Smart Technology Facilitated Venous Thromboembolism Prophylaxis Based on Bundled Evidence-based Prevention Strategies

Not yet recruiting

• Conditions: Venous Thromboembolism; Digital Health; Clinical Decision Support Systems
• Interventions: Other: Application of the modified DeVTEcare system

• Registration Number: NCT06353373
• Lead Sponsor: Navy General Hospital, Beijing

Brief Summary

Venous thromboembolism (VTE) is the third leading cause of cardiovascular disease deaths globally, and its incidence is increasing over the years. Hospital-acquired VTE accounts for approximately 75% of all deaths attributed to VTE. However, only half of patients with indications for VTE prophylaxis take preventive measures, and high rates of inappropriate VTE prophylaxis prescribing contribute to the gap between VTE prophylaxis and guidelines. To further minimize the gap between clinical practice and guidelines, a range of strategies have been employed across various fields of VTE prophylaxis. One of the most effective measures is the utilization of a Clinical Decision Support System (CDSS). Smart technology-based CDSS facilitates automated evaluation of VTE risk and detection, addressing issues at both the beginning and end of the in-hospital VTE prevention process. but there is still a lack of research on how to effectively implement evidence-based VTE prophylaxis in the middle of the process.

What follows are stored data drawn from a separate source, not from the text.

PR #399, opened 2017-03-18
[android] made toolbars consistent across the app

marcelinkaaa:
adjusted sizes, updated styles, added same padding to all toolbars, removed unused header xml


android/src/com/frostwire/android/gui/activities/BuyActivity.java
```diff
@@ -79,6 +79,7 @@ private void purchaseProduct(int tagId) {
     @Override
     protected void initToolbar(Toolbar toolbar) {
         toolbar.setTitle(getActionBarTitle());
+        toolbar.setTitleMarginStart(20);
```
aldenml: why? isn't the one in `AbstractActivity` enough?

marcelinkaaa: Actually it might be, let me double check. I was looking at BuyActivity first and left it there when it worked. Thank you for noticing.

aldenml:
I feel a little uncomfortable with the `toolbar.setTitleMarginStart(20);`, that `20` is in pixels, so it does not represent accurately the desired space across devices. Can't you use the title margins styles attributes?

marcelinkaaa:
@aldenml the last commit works very well as well. Would that be ok?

In our hospital, routine use of DeVTEcare system (a CDSS for VTE risk assessment and integrated care) for in-hospital management of VTE has been launched since 2021. This study aims to investigate the effect of integrating bundled guideline-based VTE prevention strategies into the DeVTEcare system on in-hospital VTE prophylaxis.

Detailed Description

Not available

Study Timeline

• Status Verified: 2024-03
• Study First Submitted: 2024-04-01
• Study First Submitted QC: 2024-04-07
• Last Update Submitted: 2024-04-07
• Study First Posted: 2024-04-09
• Last Update Posted: 2024-04-09
• Study Start: 2024-09-01
• Primary Completion: 2025-02-28
• Study Completion: 2025-02-28

Recruitment & Eligibility

• Status: NOT_YET_RECRUITING
• Sex: All
• Target Recruitment: 15626

Inclusion Criteria

• Discharged patients who were ≥18 years of age at admission were included in the observation cohort. If a patient had multiple hospitalizations, information on only the longest hospitalization was included in the study.

Exclusion Criteria

• Lack of diagnostic information；
• Length of hospitalization ≤ 24 hours；
• Patients on anticoagulation therapy at the time of admission: e.g., those with established VTE, atrial fibrillation, acute myocardial infarction, ischemic stroke, those on continuous renal replacement therapy, extracorporeal membrane pulmonary oxygenation, hemodialysis, and mechanical valve implantation status.

Study & Design

• Study Type: OBSERVATIONAL
• Study Design: Not specified

Arm && Interventions

Group	Intervention	Description
Post-Modified DeVTEcare Group	Application of the modified DeVTEcare system	The modified DeVTEcare system, which incorporates bundled guideline-based VTE prevention measures, will be utilized to assist healthcare providers in VTE prophylaxis after September 2024. By retrospectively collecting information on discharged patients, all patients discharged from our hospital between September 2024 and February 2025 will be included in the post-modified DeVTEcare group.

Primary Outcome Measures

Name	Time	Method
In-hospital VTE	During the hospitalization (assessed up to 30 days)	In-hospital VTE refers to the occurrence of a VTE in a patient who did not have a VTE on admission but developed one during the course of their hospital stay.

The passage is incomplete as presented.